Limitations & Tradeoffs

The cost of discovery security vulnerabilities has near dropped to zero, however there are limitations

  • Just-in-Time Knowledge: the scope of security is constraint by the author’s competence circle
  • compliance: may not be suitable for the final report for legal certifications like SOC2, PCI DSS.

AI Polarization: Monkeys Now Have Missiles

As we have talked previously, the decompression and connectivity capabilities are best for pattern match roles, and code static analysis is just the perfect example.

Before AI, the task is finished with security experts’ months of reviewing, or commercial software like Coverity, but for now, most of the task can be handled by a local 27b AI model as simple as translating a document.

Role shifting on AI-based security

As security audit process becomes a “commodity” (cheap, fast, and everywhere), there are more impacts

  • source available projects: may be high risky or has been undermined, use them with cautions
  • security vendors: must have unpublished high-end weapons, or proof of results like brand, insurance and liability
  • developers: vibe-coding comes with security risks => you can’t outsource your security design

AI-driven selloff on cybersecurity companies

Security is multi-dimensional structure, SAST is not the “Anchor”. Instead, the contract may be

  • Consolidation: runtime agent & firewall protection; behavior based rather than code based
  • Governance & Insurance: the legal and liable contractor with customers.
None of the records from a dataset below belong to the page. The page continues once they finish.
PR #310, opened 2025-03-14
Handle legacy map requests

nofurtherinformation:
A quick fix to fix errors 

## Description
- Returns demography requests with 410 

## Reviewers
- Primary: @raphaellaude 
- Secondary:


raphaellaude (dismissed):

raphaellaude (approved):
Looks good. At some point we'll likely want a solution that allows legacy maps to remain supported but this is good for now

Despite whatever Claude has found vulnerabilities with advanced model, the true fear is never the CrowdStrike’s selloff.

Instead, in a world where everyone has a missile, the only survivor is the one who owns the radar. However, the Anti-Missile Defense System requires multi-dimensional protection infrastructure, which is highly rely on the top proprietary cybersecurity vendors. The defense becomes an essential, non-negotiable expense, we may pay for the “security tax” in the future.